* Task goal
What is needed is a single figure: how many lines of the records below contain the word "formatter".

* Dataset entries
________

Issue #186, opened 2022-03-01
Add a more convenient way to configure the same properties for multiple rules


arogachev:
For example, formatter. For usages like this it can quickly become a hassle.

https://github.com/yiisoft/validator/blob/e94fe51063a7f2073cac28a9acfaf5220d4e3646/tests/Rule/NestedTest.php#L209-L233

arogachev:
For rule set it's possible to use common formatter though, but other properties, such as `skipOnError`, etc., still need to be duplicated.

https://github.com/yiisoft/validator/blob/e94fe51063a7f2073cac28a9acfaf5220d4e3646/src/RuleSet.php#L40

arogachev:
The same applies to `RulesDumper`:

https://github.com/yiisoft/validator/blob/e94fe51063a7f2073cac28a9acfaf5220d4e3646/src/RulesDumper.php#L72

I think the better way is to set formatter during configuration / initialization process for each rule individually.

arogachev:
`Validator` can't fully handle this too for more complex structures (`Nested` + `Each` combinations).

________

* Answer to this exercise
3